Le témoignage de Lili Keller-Rosenberg

Le témoignage de Lili Keller-Rosenberg

Mardi 11 octobre, 600 collégiens et lycéens ont été réunis au Centre départemental de la communication à Périgueux pour écouter le témoignage de Lili Keller-Rosenberg, épouse Leignel, 90 ans, déportée à l’âge de 11 ans avec toute sa famille. 

Debout sur la scène du centre de la communication de Périgueux, mardi 11 octobre, face à 600 collégiens et lycéens, Lili a déroulé son implacable témoignage. À 90 ans, elle raconte son arrestation en 1943 près de Lille avec ses parents et ses deux frères, son passage dans des camps de transit en Belgique, le voyage de quatre jours sans boire ni manger serrés dans un wagon à bestiaux, l’arrivée au camp de Ravensbrück. Privations, mauvais traitements, maladies, elle explique comment, à 11 ans, elle a pu tenir grâce à la ténacité de sa mère. Son père avait été envoyé vers le camp de Buchenwald.

Dans la salle, on n’entend pas un bruit, tous les jeunes sont suspendus au récit de cette vieille dame pimpante ne cachant rien des horreurs vécues il y a près de quatre-vingts ans.
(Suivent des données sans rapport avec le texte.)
PR #4316, opened 2026-07-14
fix(executor): round up detectSameComponentFromTitles threshold for n=2 epics (GH-4304)

alekspetrov:
## Summary

Fixes the real root cause of the recurring `[canary:epic-lifecycle] pipeline stall` (issue #4265): `detectSameComponentFromTitles` in `internal/executor/epic.go` computed its ">=80% of titles" threshold as `int(len(subtasks) * 0.8)`, which truncates to `1` when `len(subtasks) == 2`. Any word appearing in even ONE of two titles then satisfies `count >= 1`, so `isSinglePackageScope` returned `true` for essentially every 2-child epic plan — decomposition was silently skipped (`decomposition_skipped reason=single_package_scope`) and the epic direct-executed instead.

The epic-lifecycle canary always plans exactly 2 children (version bump + changelog entry, touching unrelated root-level files), so it has hit this collapse on every scheduled run since it started — independent of whatever PR happened to merge just before each tick. GH-4304 was auto-filed against PR #4299 (a dashboard-only HISTORY-ladder change with no relation to epic planning) purely because it was the most recent merge before the failing scheduled run; verified via the ledger (`decomposition_skipped` event on execution `GH-45`) and confirmed with a standalone repro that `detectSameComponentFromTitles` returns `true` for two titles ("Version bump…" / "Changelog entry…") that share no significant word.

- Round the threshold up via integer-math ceiling (`(n*4+4)/5`) instead of truncating, so ">=80%" is enforced correctly at every subtask count, including n=2.
- Added regression test cases for exactly 2 subtasks: unrelated titles (must NOT trigger single-scope) and titles sharing a component word (must still trigger).
- Filed a pitfall memory (`.agent/knowledge/memories/pitfalls/bug_two_subtask_epic_never_decomposes.md`) documenting the `int()` truncation trap and the test-coverage gap (no existing fixture used n=2).

## Test plan

- [x] `go build ./...`
- [x] `go test ./internal/executor/...` (full package, including new `TestDetectSameComponentFromTitles` cases)
- [ ] Next scheduled `epic-lifecycle` canary run should show >=2 children created and assertions passing, once the daemon runs a build containing this commit

### DIFF
--- a/.agent/knowledge/memories/pitfalls/bug_two_subtask_epic_never_decomposes.md
+++ b/.agent/knowledge/memories/pitfalls/bug_two_subtask_epic_never_decomposes.md
@@ -1,0 +1,16 @@
+---
+name: Two-subtask epics never decompose — int(n*0.8) threshold collapse (GH-4304)
+description: detectSameComponentFromTitles in internal/executor/epic.go truncated its ">80% of titles" threshold with int(), which collapses to 1 for n=2 subtasks — any word in even ONE of two titles then satisfied count>=1, so every 2-child epic was misclassified single-package-scope and direct-executed instead of decomposed. Fixed by rounding the threshold up (ceil via integer math). Recurrence risk if any similar ">=X% of N" gate reintroduces int() truncation for small N.
+type: pitfall
+---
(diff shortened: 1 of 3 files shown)


alekspetrov:
This PR was closed without merging: CI checks failed (Knowledge Graph Drift Gate); fix issue #4317 created to continue this work

CI run: https://github.com/qf-studio/pilot/commit/57e849d40ea002d9f887fb0c1708e1b95cac1421/checks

On y trouve de précieux conseils de survie : « Dans le camp il fallait rester digne et faire sa toilette, c’était déjà un acte de résistance… Quand on se laisse aller, la mort arrive très vite. » Elle raconte ceux qui se pinçaient les joues pour se donner un peu de couleur avant les appels : les malades étaient souvent éliminés. Odeur pestilentielle L’horreur monta d’un cran lorsqu’elle fut transférée au camp de Bergen-Belsen. « On y a découvert un spectacle de fin du monde, avec des cadavres à enjamber, des déportés qui les ramassaient dans une charrette avant d’aller les brûler dans des fosses à ciel ouvert.

L’odeur était pestilentielle.

Lili raconte qu’elle « crevait de faim » et se disait parfois qu’il « aurait mieux valu mourir que de vivre comme des bêtes ». Questionnée par la salle, elle a avoué avoir fait des cauchemars durant des années. La libération du camp le 15 avril 1945, par des soldats anglais, marqua le début d’une nouvelle aventure. Les trois enfants, évacués sans leur mère, arrivèrent seuls à Paris. Ils purent rejoindre une tante dans les Deux-Sèvres, toujours dans l’angoisse de ne pas retrouver leurs parents. Finalement, leur mère finit par revenir vivante, pesant 27 kilos. Mais leur père fut déclaré mort à Buchenwald. « Après la guerre, des gens mettaient en doute ce que nous racontions. En entendant ces négationnistes, j’ai décidé de témoigner et surtout auprès des jeunes. Je le fais au nom de ceux qui ne sont pas revenus, pour combattre le racisme, l’antisémitisme et toutes les haines. Nous devons nous supporter avec toutes nos différences. »

« Jusqu’à 100 ans »

Lili Keller-Rosenberg continue donc inlassablement à parcourir la France, à raconter et même à chanter des chansons apprises dans les camps. « Quand il n’y aura plus de déportés vivants, vous serez nos messagers pour poursuivre le devoir de mémoire. Moi je vais continuer au moins jusqu’à 100 ans… Après on verra », glisse-t-elle avec malice. Les élèves sont debout pour l’applaudir avec ferveur et émotion.

Ils sont venus du collège Montaigne dont la professeure d’histoire Aurélie Ducassou a organisé cette rencontre, en invitant d’autres établissements : Bertran-de-Born, Jay-de-Beaufort, Laure-Gatet, Clos-Chassaing, Picasso et même le collège de Saint-Astier. Ces jeunes se souviendront de cette rencontre.